**Aim of the exercise**
Provide the number of lines below containing the word "behavior", without any other words.

[[ Source material, beginning ]]

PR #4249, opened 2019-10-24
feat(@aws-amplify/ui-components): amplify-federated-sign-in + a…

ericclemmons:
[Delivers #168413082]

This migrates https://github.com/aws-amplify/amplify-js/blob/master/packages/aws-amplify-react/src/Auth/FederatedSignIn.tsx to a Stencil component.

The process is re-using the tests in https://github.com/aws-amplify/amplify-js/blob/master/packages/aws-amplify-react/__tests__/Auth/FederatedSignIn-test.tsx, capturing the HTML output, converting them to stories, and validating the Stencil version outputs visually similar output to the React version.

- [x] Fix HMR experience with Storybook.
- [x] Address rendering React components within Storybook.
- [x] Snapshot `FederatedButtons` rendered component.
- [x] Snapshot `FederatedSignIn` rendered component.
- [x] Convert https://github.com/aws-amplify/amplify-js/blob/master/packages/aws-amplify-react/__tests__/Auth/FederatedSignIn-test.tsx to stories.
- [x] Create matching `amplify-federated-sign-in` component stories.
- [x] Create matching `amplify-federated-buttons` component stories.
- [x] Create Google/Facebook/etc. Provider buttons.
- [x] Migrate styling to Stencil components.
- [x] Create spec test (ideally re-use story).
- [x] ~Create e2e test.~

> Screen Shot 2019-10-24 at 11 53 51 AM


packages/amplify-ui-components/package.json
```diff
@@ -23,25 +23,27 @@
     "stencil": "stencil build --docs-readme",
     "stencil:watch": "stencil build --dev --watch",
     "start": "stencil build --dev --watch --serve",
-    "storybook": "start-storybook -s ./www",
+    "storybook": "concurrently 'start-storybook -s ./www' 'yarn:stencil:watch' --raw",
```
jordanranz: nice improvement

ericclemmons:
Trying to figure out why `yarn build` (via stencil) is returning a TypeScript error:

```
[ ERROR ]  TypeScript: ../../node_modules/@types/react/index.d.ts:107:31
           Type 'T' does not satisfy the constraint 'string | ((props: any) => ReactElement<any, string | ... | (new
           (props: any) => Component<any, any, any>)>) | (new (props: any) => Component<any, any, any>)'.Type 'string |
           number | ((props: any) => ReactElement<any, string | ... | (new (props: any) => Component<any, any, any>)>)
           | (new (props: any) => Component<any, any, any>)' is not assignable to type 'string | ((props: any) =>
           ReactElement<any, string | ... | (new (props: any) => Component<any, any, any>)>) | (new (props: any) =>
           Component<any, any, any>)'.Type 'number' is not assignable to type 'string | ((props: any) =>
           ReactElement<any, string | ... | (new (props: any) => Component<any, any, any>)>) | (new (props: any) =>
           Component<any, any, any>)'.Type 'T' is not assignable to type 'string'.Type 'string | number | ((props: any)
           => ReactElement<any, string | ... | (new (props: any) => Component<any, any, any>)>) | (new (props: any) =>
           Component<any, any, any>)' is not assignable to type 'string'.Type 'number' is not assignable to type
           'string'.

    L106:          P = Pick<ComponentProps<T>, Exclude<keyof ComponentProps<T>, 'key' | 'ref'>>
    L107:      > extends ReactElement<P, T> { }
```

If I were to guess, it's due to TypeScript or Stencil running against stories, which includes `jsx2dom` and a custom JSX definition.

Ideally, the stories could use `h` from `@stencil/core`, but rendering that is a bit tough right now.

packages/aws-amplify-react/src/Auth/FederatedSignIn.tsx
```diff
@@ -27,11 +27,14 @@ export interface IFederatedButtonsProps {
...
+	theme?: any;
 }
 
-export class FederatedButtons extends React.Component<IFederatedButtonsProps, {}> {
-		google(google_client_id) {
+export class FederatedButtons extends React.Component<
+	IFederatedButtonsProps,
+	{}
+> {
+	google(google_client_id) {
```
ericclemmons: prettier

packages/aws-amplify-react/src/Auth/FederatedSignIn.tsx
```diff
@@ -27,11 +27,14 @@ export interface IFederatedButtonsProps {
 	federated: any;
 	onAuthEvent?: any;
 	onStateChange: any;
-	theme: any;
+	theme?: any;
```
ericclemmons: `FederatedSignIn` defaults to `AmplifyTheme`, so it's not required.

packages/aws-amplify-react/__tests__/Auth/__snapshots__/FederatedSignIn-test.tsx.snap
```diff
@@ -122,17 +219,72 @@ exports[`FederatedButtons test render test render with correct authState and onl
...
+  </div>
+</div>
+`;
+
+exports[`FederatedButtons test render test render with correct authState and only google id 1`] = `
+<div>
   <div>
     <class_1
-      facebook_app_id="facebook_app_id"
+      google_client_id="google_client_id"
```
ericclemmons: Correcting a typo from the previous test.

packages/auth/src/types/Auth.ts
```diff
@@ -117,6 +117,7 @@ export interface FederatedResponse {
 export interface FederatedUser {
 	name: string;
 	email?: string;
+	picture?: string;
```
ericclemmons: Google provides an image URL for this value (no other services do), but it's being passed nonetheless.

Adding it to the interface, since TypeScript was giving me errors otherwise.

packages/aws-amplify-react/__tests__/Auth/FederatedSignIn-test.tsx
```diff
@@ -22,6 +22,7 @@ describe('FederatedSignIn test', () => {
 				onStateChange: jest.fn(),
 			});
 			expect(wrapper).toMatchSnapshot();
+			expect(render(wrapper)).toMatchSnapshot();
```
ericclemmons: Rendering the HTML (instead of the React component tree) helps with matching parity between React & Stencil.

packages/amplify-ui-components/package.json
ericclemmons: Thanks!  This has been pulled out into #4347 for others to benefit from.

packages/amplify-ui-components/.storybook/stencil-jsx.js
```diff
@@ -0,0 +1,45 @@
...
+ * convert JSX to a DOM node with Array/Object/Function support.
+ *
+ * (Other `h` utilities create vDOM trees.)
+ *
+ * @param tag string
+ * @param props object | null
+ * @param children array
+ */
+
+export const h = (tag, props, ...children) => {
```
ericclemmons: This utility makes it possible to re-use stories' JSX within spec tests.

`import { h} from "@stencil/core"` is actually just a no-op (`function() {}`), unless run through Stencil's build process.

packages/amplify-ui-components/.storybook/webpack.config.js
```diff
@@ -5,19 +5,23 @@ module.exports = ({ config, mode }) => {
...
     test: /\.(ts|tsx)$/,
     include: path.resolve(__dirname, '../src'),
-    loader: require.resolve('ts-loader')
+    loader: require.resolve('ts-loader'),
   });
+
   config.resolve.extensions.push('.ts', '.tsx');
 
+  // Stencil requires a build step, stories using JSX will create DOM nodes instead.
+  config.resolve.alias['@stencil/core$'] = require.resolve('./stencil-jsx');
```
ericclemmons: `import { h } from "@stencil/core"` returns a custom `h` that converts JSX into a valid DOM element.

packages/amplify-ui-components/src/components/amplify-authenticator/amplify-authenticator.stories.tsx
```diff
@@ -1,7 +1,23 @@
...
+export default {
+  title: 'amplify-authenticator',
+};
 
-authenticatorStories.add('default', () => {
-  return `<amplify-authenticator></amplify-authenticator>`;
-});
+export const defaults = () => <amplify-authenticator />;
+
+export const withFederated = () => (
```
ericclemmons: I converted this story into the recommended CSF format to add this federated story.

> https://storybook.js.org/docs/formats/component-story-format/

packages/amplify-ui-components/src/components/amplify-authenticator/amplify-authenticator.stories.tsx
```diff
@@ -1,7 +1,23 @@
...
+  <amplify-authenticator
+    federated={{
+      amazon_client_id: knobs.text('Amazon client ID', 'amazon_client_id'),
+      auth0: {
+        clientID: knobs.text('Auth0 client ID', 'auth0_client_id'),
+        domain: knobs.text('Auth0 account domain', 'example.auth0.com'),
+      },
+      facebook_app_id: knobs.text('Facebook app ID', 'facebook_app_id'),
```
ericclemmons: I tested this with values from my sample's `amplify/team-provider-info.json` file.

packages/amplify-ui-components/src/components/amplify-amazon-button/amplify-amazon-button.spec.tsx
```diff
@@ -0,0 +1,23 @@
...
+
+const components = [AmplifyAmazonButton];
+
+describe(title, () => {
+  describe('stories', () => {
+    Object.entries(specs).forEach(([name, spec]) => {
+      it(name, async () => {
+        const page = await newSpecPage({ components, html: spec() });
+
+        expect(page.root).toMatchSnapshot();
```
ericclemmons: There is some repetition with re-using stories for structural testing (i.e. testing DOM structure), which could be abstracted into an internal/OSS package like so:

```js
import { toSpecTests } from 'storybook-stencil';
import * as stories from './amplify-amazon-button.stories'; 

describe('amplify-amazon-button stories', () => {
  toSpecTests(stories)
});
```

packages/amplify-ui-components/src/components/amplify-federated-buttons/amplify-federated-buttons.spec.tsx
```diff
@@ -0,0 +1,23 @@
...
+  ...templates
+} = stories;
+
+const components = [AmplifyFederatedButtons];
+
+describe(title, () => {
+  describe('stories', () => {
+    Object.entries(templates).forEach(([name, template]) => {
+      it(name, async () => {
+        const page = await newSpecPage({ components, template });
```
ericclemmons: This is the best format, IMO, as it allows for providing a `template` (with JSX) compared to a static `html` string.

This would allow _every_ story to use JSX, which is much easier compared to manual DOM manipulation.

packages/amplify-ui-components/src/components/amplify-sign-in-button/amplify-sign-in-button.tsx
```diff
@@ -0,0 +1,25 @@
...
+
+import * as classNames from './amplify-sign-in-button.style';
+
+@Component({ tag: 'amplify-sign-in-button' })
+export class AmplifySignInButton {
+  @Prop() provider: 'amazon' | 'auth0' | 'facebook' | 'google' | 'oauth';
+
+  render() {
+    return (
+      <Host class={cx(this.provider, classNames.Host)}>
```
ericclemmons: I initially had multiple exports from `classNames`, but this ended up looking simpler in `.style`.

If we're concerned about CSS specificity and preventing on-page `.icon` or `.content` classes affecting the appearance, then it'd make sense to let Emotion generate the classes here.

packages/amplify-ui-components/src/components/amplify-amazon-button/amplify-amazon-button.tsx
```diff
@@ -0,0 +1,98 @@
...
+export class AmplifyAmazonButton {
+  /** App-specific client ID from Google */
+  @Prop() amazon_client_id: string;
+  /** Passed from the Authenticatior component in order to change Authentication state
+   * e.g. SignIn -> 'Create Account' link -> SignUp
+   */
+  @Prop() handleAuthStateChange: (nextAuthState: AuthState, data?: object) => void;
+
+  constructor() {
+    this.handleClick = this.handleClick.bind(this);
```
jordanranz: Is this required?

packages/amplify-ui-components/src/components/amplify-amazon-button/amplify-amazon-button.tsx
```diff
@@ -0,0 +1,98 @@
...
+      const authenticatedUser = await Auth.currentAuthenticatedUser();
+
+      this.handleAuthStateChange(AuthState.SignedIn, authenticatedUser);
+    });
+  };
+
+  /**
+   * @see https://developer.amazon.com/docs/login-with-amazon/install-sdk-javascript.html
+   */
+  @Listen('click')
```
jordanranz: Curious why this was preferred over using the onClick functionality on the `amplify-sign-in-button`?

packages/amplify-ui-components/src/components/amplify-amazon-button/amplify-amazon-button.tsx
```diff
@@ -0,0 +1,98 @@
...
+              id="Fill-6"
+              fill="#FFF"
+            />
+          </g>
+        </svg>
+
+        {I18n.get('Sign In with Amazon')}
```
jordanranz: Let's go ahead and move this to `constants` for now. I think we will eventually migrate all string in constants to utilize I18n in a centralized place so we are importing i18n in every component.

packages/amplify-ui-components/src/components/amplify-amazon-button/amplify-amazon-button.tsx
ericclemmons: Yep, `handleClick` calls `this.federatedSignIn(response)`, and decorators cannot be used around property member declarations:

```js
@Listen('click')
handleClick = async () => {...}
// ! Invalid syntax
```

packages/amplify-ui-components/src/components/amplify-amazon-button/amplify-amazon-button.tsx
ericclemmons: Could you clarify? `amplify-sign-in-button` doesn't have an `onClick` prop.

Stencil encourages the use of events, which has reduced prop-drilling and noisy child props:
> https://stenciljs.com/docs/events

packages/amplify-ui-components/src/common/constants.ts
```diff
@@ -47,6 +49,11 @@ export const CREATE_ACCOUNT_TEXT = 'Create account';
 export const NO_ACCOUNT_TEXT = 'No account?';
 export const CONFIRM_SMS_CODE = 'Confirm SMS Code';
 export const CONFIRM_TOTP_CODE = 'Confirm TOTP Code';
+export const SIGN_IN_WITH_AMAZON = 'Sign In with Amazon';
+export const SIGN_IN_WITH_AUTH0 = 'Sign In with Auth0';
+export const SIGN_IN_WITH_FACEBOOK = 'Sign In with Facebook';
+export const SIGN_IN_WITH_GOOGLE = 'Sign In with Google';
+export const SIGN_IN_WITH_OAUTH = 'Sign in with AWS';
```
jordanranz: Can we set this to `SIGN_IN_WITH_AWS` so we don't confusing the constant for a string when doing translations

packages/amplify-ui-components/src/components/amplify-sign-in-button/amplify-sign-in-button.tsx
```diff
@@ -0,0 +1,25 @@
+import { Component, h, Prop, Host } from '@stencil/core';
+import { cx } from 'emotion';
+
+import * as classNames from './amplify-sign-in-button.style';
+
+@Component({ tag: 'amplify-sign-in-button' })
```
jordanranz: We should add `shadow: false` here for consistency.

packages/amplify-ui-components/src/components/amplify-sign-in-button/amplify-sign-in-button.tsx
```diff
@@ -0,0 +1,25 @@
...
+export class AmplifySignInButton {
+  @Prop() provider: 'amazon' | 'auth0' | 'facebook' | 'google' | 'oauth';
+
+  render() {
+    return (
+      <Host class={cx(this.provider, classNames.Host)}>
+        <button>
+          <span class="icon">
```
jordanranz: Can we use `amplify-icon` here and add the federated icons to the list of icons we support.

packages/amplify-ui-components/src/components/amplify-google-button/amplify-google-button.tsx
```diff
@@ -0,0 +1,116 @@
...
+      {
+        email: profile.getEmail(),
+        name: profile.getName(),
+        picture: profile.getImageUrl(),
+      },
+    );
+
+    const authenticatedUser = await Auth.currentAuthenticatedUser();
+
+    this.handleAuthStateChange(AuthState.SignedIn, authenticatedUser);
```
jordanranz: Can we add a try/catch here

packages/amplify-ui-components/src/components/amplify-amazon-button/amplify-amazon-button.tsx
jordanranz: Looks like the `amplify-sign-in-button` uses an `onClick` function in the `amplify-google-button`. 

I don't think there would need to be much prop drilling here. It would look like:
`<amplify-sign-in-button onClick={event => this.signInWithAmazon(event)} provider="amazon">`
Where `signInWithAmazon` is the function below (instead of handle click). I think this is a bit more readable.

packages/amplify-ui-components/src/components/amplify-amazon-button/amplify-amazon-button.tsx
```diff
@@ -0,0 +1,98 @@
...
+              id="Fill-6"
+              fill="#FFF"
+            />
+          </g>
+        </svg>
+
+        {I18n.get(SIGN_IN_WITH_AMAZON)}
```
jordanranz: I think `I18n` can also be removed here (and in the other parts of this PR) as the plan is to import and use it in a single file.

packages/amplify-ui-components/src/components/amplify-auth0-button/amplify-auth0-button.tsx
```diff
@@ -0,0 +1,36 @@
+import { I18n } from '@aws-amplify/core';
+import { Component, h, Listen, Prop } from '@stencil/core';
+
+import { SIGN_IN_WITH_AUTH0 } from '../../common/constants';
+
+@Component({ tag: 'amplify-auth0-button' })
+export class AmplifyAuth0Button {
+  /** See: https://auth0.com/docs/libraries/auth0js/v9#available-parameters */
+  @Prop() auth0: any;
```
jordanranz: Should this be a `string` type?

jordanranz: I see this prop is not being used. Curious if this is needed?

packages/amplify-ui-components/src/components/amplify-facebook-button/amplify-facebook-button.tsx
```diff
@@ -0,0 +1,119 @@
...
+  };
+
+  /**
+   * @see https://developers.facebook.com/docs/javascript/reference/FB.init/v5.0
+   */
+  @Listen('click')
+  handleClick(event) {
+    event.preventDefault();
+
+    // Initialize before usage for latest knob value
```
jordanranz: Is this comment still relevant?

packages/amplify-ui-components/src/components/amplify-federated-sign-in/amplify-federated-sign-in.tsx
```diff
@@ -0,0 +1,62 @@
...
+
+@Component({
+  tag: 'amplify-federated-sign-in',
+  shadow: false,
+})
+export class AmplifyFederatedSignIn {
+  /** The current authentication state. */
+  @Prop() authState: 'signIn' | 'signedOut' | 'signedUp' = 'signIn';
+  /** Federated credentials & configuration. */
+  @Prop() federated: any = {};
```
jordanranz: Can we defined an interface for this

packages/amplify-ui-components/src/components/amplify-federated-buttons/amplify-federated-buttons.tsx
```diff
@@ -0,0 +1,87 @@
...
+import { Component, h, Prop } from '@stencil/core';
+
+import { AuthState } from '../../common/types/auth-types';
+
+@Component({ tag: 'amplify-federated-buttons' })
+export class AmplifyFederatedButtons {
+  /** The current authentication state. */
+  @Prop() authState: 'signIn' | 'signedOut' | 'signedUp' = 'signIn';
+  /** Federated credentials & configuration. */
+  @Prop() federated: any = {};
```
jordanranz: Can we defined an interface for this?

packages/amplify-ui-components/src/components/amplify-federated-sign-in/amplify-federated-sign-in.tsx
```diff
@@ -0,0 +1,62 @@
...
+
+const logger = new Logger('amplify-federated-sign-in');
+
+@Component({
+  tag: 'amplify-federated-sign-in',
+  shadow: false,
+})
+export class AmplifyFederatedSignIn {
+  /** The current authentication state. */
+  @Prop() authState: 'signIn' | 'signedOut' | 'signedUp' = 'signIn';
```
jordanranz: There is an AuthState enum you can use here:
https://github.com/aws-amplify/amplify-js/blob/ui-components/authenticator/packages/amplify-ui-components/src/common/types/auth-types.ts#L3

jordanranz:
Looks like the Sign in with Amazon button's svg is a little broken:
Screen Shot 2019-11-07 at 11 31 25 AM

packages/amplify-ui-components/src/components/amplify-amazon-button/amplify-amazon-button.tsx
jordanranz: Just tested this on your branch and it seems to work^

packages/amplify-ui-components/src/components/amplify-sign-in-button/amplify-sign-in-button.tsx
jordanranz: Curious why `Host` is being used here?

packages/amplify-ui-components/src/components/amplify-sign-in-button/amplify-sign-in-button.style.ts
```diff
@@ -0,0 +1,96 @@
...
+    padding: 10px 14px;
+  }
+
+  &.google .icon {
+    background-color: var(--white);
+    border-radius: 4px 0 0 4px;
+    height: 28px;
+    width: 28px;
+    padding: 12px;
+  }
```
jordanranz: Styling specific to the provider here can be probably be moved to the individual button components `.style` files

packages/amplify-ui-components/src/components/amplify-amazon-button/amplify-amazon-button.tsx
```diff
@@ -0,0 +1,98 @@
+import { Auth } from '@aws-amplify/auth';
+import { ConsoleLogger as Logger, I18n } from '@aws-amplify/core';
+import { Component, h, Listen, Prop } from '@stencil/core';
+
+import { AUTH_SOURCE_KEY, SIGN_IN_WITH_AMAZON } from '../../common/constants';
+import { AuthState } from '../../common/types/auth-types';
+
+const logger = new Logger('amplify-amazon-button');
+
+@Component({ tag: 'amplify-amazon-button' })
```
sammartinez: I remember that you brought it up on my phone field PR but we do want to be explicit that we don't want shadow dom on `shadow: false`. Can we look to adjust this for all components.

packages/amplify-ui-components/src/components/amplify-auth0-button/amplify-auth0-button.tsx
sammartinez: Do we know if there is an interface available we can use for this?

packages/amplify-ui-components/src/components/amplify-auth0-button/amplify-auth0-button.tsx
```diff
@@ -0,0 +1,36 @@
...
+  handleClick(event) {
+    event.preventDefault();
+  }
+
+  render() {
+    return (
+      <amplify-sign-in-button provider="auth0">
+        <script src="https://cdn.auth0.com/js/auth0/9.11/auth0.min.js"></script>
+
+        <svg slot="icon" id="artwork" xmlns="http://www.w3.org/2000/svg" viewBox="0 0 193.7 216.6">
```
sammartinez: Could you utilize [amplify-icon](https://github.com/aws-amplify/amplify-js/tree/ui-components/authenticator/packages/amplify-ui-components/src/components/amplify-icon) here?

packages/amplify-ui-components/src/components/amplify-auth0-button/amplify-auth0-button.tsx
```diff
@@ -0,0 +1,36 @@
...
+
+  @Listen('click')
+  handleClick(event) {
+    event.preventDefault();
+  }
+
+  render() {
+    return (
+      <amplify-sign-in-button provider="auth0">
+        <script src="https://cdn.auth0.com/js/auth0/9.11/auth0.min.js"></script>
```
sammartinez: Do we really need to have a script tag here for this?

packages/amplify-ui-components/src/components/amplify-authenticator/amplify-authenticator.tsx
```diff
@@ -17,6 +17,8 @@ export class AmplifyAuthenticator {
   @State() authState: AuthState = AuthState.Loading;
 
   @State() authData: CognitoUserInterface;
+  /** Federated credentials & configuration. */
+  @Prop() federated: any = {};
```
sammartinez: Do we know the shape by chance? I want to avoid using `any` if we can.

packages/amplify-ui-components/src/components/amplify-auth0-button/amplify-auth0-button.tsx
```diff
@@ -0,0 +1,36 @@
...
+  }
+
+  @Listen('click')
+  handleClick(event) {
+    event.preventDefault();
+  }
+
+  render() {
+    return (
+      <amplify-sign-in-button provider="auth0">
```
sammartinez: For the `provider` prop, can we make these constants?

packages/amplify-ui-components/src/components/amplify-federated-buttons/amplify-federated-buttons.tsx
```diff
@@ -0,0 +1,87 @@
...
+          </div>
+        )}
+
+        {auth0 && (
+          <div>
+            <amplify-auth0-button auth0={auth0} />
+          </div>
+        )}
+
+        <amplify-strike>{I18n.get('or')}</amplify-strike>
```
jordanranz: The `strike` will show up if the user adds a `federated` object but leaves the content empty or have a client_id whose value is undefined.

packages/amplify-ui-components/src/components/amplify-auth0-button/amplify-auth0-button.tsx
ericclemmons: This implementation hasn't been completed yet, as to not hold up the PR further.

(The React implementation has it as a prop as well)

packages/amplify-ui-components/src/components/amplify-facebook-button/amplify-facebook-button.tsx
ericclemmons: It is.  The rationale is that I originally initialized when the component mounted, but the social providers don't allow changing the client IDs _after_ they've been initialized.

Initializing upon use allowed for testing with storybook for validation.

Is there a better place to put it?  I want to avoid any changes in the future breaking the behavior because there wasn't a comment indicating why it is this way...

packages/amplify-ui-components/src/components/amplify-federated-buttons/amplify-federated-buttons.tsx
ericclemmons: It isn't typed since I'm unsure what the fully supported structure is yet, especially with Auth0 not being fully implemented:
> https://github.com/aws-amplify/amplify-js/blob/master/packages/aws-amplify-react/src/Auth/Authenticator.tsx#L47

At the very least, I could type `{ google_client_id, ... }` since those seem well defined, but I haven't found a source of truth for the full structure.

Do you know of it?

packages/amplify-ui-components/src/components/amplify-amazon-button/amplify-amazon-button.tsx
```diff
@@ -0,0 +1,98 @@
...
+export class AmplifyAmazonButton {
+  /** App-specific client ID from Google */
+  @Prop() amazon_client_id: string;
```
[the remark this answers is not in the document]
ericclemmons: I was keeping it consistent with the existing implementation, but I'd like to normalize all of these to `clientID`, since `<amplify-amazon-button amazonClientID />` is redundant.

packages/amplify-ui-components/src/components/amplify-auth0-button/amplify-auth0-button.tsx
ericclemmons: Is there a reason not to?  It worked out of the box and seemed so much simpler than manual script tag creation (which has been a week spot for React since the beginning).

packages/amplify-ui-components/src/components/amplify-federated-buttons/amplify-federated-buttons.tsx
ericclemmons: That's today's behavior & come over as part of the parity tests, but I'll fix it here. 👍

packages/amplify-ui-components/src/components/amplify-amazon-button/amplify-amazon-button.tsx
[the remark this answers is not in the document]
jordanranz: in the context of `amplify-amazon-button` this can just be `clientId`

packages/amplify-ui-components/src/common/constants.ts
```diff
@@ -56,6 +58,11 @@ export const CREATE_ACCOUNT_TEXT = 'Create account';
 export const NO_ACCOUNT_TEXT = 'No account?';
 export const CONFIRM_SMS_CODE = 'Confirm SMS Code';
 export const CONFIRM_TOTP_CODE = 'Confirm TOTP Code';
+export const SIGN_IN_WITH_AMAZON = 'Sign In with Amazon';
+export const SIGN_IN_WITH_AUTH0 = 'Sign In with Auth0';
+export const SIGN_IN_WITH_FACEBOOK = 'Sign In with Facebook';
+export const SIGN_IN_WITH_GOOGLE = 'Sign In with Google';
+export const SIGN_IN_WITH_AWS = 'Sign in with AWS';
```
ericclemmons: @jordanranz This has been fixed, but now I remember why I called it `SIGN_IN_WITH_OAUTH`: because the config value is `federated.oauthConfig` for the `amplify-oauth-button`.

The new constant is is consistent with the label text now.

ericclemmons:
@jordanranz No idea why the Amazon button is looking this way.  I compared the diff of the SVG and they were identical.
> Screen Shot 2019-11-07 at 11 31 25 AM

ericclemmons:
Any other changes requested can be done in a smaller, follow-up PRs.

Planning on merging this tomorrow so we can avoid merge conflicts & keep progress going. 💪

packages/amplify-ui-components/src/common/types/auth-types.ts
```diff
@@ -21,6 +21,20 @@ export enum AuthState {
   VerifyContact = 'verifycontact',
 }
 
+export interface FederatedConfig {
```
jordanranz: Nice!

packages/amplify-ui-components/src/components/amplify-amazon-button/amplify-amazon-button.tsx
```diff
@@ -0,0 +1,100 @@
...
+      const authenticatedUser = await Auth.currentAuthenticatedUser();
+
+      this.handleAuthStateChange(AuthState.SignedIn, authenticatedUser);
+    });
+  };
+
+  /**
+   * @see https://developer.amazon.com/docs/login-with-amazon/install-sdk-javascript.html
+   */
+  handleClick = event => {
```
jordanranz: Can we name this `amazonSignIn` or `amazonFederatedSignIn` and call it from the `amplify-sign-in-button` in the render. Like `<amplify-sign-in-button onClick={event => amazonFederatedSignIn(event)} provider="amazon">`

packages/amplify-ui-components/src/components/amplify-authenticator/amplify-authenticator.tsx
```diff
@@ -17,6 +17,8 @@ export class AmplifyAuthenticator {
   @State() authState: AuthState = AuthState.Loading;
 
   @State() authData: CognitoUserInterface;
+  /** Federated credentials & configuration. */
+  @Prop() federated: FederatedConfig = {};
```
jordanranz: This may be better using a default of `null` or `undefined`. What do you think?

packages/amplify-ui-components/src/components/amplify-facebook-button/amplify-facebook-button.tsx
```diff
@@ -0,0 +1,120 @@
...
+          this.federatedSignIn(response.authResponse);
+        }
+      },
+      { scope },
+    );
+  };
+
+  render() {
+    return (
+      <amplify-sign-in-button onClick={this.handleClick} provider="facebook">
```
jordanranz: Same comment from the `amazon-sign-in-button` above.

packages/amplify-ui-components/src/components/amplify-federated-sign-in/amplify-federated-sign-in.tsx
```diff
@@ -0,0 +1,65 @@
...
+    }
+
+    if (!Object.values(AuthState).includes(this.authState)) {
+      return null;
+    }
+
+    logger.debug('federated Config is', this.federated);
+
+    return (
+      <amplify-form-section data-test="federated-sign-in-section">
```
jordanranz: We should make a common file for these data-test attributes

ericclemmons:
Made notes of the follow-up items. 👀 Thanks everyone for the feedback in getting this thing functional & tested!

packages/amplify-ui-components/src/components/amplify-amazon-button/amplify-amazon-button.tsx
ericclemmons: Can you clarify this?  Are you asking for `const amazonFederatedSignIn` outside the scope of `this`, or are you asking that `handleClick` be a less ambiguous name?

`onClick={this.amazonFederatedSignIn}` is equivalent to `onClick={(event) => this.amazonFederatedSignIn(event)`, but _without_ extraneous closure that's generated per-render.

[[ Source material, end ]]

**Result for this task**
2